Seventeen years of war, TV spots depicting the struggles of wounded warriors, and curbs on military advertising budgets have left the armed forces with an image problem that could take years to repair, said a senior defense official.
Unsettling myths about the military are rising among recruit-age youths and "influencers" - parents, teachers, clergy and coaches - in part because increasingly they have no personal or family ties to the armed forces, said Lernes "Bear" Hebert, acting deputy assistant secretary for military personnel policy.
"While there is great support for military service men and women, we do find that misperceptions about service have taken a toll on propensity to serve. And because we're not out there offering a contrary message, we're seeing a decline that is most troubling."
He cited various recent survey results that show a majority of recruit-age youths and influencers perceive service life negatively. Many also are surprisingly unaware of key attractions, including robust GI Bill education benefits to earn college degrees and skills training that support satisfying civilian careers.
For example, 63 percent of youths ages 16 to 24 believe it is "likely" or "very likely" that a person leaving the military today has psychological or emotional problems.
The same survey found 61 percent of youths believe it likely or very likely someone getting out of service today will have difficulty readjusting to everyday life.
Absent other information, Hebert said, the public has no way to put in context the many ads they see soliciting donations to support injured veterans.

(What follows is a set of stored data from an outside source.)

PR #127, opened 2023-06-26
Model utils: download script

Theodlz:
@mcoughlin I would suggest first trying to use it as you would normally do (not on cluster, with the download occurring as the code in nmma/em tries to load the models, and then the script to make sure it all still works. I added an example of how to use the script as a comment at the end of the nmma/utils/models.py file


mcoughlin (approved):
Can you please add an entry point in the setup.py file. But it works great.

Theodlz:
Sorry havent seen your message in time @mcoughlin!

mcoughlin:
@ninakuni Please give this a try tomorrow on the cluster :)

PR #129, opened 2023-06-27
Update grb

ninakuni:
this line needs to be removed in order to make grb jet types working that do not include thetaWing parameter


mcoughlin:
@ninakuni Should this just just be like;

if "thetaWing" in new_parameters:
    grb_param_dict["thetaWing"] = new_parameters["thetaWing"]

?

mcoughlin:
Closing as we fixed this a different way.

PR #130, opened 2023-06-27
Zenodo models: try getting models from disk if Zenodo can't be accessed 

Theodlz:


Theodlz:
I tried:
- no models.yaml and zenodo access
- no models.yaml and no zenodo access
- models.yaml and no zenodo access

With this, it should look for files on disk instead of throwing an error when zenodo isn't accessible. If it can't be accessed, it will try to look for the models on disk instead and create a list out of that.

mcoughlin (approved):
LGTM. Thanks @Theodlz. @bking-astro can see if this one helps?

PR #132, opened 2023-06-27
Models list: Always add local models on top of Zenodo ones

Theodlz:


Theodlz:
@mcoughlin let's see how the tests go with this

mcoughlin (approved):
@Theodlz please merge on green

PR #133, opened 2023-06-27
Distance to redshift with astropy cosmo

mbulla:
Distance to redshift updated to use function from astropy cosmo


mcoughlin (approved):
LGTM

PR #144, opened 2023-07-03
check output directory length

sahiljhawar:
To check the length of output directory (should not be longer than 64 characters.)


mcoughlin (commented):
You should also check the sampler is multinest.

sahiljhawar:
Added the condition to see if sampler is `pymultinest` or other

mcoughlin (approved):
LGTM

PR #150, opened 2023-07-17
Add time unit argument for conversions to days

bfhealy:
This PR adds a `data-time-unit` argument which can be specified in `create_svdmodel` to enable unit conversions from minutes/seconds to days (our default time unit).


mcoughlin (approved):
LGTM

He cited survey results showing that, in 2004, 85 percent of youths 16-21 thought it "extremely likely" that joining the military would allow them to earn money for college. By fall 2016, the proportion who knew that had fallen to 60 percent.
It is worrisome when recruit-age youths aren't being told at school or home about one of the most significant benefits they can realize from military service, Hebert said.
"We really need to do something to educate prospective recruits that you can have a pretty good quality of life and a great [education benefit] on leaving service after one term."